What does it mean to be a man? Surely, it’s not one thing. It’s a series of little moments that add up. Man Like is a weekly Zikoko series documenting these moments to see how it adds up. It’s a series for men by men, talking about men’s issues. We try to understand what it means to “be a man” from the perspective of the subject of the week.
Today’s Man Like is Obafemi “TheGrandVezir” Onwochei, a doctor and 2D animation generalist. He talks to us about how an unhealthy work environment made him decide to switch careers, how growing up in a close-knit family inspires him to create one of his own and how being vulnerable in romantic relationships is difficult but necessary.
Tell me something interesting about yourself.
My name is Obafemi Onwochei. At this point, people usually say, “Oh, you’re half-Yoruba, half-Igbo,” or “Your dad is Igbo and your mom is Yoruba.” Neither of these things are true. It’s also not an adopted name nor is it because I’ve lived in Lagos all my life. Both my parents are Igbo. My dad just decided to give my brother and me Yoruba names.
Interesting. What’s your relationship with your dad like?
I had more books than toys growing up and that was because of my father. He also made me very good at picking up skills and mastering them in very short periods. When I went along with his decisions, our relationship was quite smooth.
He’s, however, that brand of Nigerian parents who think they’re right about everything and their opinion is the fact. As I got older, we started to have conflicts on more and more issues. Presently, our relationship is all right but strained partly because of my career change decision.
I’ve been a video content creator focused on animation and motion graphics for the past three years. I originally trained as a medical doctor, but Nigeria happened.

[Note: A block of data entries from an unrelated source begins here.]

PR #5221, opened 2020-10-07
(proof-new) Add lazy proof set utility

ajreynol:
This is a common pattern that is required in several places in preprocessing.


HanielB (approved):
LGTM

From my induction, I was already disillusioned by the health care system. It took me ages to get a house job, and I should have taken that as my cue to leave this country. By the time I decided to leave, the damage had been done. I was no longer interested in practising medicine. The meagre doctors’ salaries, the lack of infrastructure and the low morale made me lose interest in being a doctor, so I latched onto the next thing I was interested in — design and 2D animation.
From medicine to design and 2D animation. That’s a big career jump. Why?

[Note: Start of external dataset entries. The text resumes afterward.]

PR #5887, opened 2021-02-10
Add assumption-based unsat cores.

mpreiner:
This PR adds an assumption-based unsat cores option. If enabled it will disable proof logging in the SAT solver and adds input assertions as assumptions to the SAT solver. When an unsat core is requested we extract the unsat core in terms of the unsat assumption in the SAT solver. Assumption-based unsat cores use the proof infrastructure to map the input assumptions back to the original assertions.


src/prop/prop_engine.cpp
```diff
@@ -593,10 +618,30 @@ std::shared_ptr<ProofNode> PropEngine::getProof()
   {
     return nullptr;
   }
+  if (options::unsatCores()
```
mpreiner, line 621: I'm not sure if this really is the right place to return this since we can't distinguish between returning a proof step for the unsat core or the proof itself.

src/prop/prop_engine.cpp
```diff
@@ -593,10 +618,30 @@ std::shared_ptr<ProofNode> PropEngine::getProof()
...
+      && options::unsatCoresMode() == options::UnsatCoresMode::ASSUMPTIONS)
+  {
+    std::vector<Node> core;
+    getUnsatCore(core);
+    CDProof cdp(d_pnm);
+    Node fnode = NodeManager::currentNM()->mkConst(false);
+    cdp.addStep(fnode, PfRule::SAT_REFUTATION, core, {});
+    return cdp.getProofFor(fnode);
+  }
```
HanielB, line 630: I think this should not be in `getProof`, but rather in a different call in the prop engine, like `getRefutation`. As it is if one is in both unsat core and proof mode the actual prop engine proof would never be obtained. So the distinction would be made actually in `SmtEngine::getUnsatCoreInternal`. 

The same applies to the changes in `convertAndAssert` above, which is also making it impossible to get both proofs and unsat cores (from assumptions).

mpreiner: You can't call `convertAndAssert` if you do assumption-based unsat cores.

HanielB: Hum, so it should be the case that assumption-based unsat cores are incompatible with proofs. That's fine, we can issue warnings in `set_defaults`.

src/smt/set_defaults.cpp
```diff
@@ -289,6 +289,14 @@ void setDefaults(LogicInfo& logic, bool isInternalSubsolver)
     disableProofs = true;
   }
 
+  if (options::unsatCores()
```
ajreynol, line 292: This isn't going to quite work I don't think, since this disables *all* proof production, including the allocation of proof node manager. We also need to keep proof production in the preprocessor.

I think I would recommend deleting this block of code and then catching what we need to do in smt::ProofManager.

ajreynol (changes requested):

src/expr/proof_rule.h
```diff
@@ -617,6 +617,15 @@ enum class PfRule : uint32_t
...
   CNF_ITE_NEG3,
 
+  // ========= SAT Refutation for assumption-based unsat cores
+  // Children: (P1, ..., Pn)
+  // Arguments: none
+  // ---------------------
+  // Conclusion: false
+  // Note: P1, ..., Pn corresponds to the unsat core determined by the SAT
+  // solver.
+  SAT_REFUTATION,
```
HanielB, line 627: Rather than this rule we can just use a trust rule. There will be no such checking anyway when we are just producing unsat cores.

src/smt/set_defaults.cpp
mpreiner: Oh yeah, I was stupid... We should probably just issue a warning that the user can't produce proofs, but of course the code should not be disabled...

src/prop/minisat/core/Solver.cc
```diff
@@ -223,12 +225,16 @@ Solver::Solver(CVC4::prop::TheoryProxy* proxy,
       propagation_budget(-1),
       asynch_interrupt(false)
 {
+  d_unsatCoresProofs =
```
HanielB, line 228: I think this option is fine, but when we delete the old proof code we would delete it, since in the unsat cores + proofs mode what is necessary is what is already guarded by `isProofsEnabled`

src/prop/minisat/core/Solver.h
```diff
@@ -398,6 +398,9 @@ class Solver {
      */
     vec<bool> theory;
 
+    /** Indicates if unsat cores should be generated via proofs. */
```
HanielB, line 401:
```suggestion
    /** Indicates if unsat cores should be generated via the old proof infrastructure. */
```

src/expr/proof_rule.h
ajreynol: I disagree, TRUST should never be used, it should always be a specific reason, albeit if it is just an identifier.

Notice that this is the reason TRUST is not on master.

ajreynol: My recommendation: this rule should exist. The documentation should indicate that this is a "trusted" rule.  See e.g. https://github.com/CVC4/CVC4/blob/master/src/expr/proof_rule.h#L216.

HanielB: I had not noticed that it was not. :) That's fine then.

test/regress/run_regression.py
```diff
@@ -346,6 +346,10 @@ def run_regression(check_unsat_cores, check_proofs, dump, use_skip_return_code,
                '--incremental' not in all_args and \
                '--unconstrained-simp' not in all_args:
                 extra_command_line_args += ['--check-unsat-cores']
+                if '--no-check-unsat-cores-new' not in all_args and \
+                   '--produce-proofs' not in all_args:
+                    extra_command_line_args += ['--check-unsat-cores-new']
+                    extra_command_line_args += [['--check-unsat-cores-new', '--unsat-cores-mode=assumptions']]
```
ajreynol, line 352: I'm guessing this block won't go into master like this, right?

test/regress/run_regression.py
```diff
@@ -358,7 +362,10 @@ def run_regression(check_unsat_cores, check_proofs, dump, use_skip_return_code,
 
         # Create a test case for each extra argument
         for extra_arg in extra_command_line_args:
-            command_line_args_configs.append(all_args + [extra_arg])
+            if isinstance(extra_arg, list):
```
ajreynol, line 365: Can you comment what this is doing?

ajreynol (approved):
A few questions, otherwise LGTM.

Also, a regression is still failing, do you know what the issue is?

src/smt/set_defaults.cpp
```diff
@@ -391,6 +391,27 @@ void setDefaults(LogicInfo& logic, bool isInternalSubsolver)
...
+      Notice() << "Proof production and assumption-based unsat cores are "
+               << "not compatible. Proofs cannot be generated." << std::endl;
+    }
+    else
+    {
+      Notice() << "Proof production not enabled, but is required for unsat "
+               << "cores. Disabling assumption-based unsat cores." << std::endl;
+      options::unsatCoresMode.set(options::UnsatCoresMode::PROOF);
+    }
+  }
```
HanielB, line 413: For now the assumptions mode would require --produce-unsat-cores-new, right? There are already checks relative to behavior of that option and --produce-proofs/--check-proofs, so I think this code block can be deleted.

I’ve always been amazed by creativity — what goes into creating something out of nothing. From making several ingredients into one soup to turning a bunch of shots into videos and movies, creativity inspires me. It wasn’t a big jump. I just elevated a hobby to a career in video making.
Safe to say you left your job for your passion?
I don’t think I can call any job my passion, per se. My only goal in life is to be a good father and husband. Every other thing, such as practising medicine or video making is just a means to an end. I’m not a husband or father yet, but I’m going to take any means necessary to make sure that I’m in a good position to provide for those that I love. It doesn’t matter if it’s by saving lives or by animating pictures. My passion is to successfully run a close-knit family. If I end up not being a good father or husband, I would be unfulfilled.
Is your family close-knit?
My family is small. I have just one brother in addition to my parents. Growing up, everyone was involved in the success and progress of the others. We always supported each other. I helped my brother with his academics, my father provided what we needed financially, and it worked. This is why I want a close family.
Interesting. At what point did you realise you were your own man?
I think it occurred in small milestones. The first point was leaving my parents’ house just before my youth service in 2016, in Onitsha. I believe every man should take that leap of independence at some point.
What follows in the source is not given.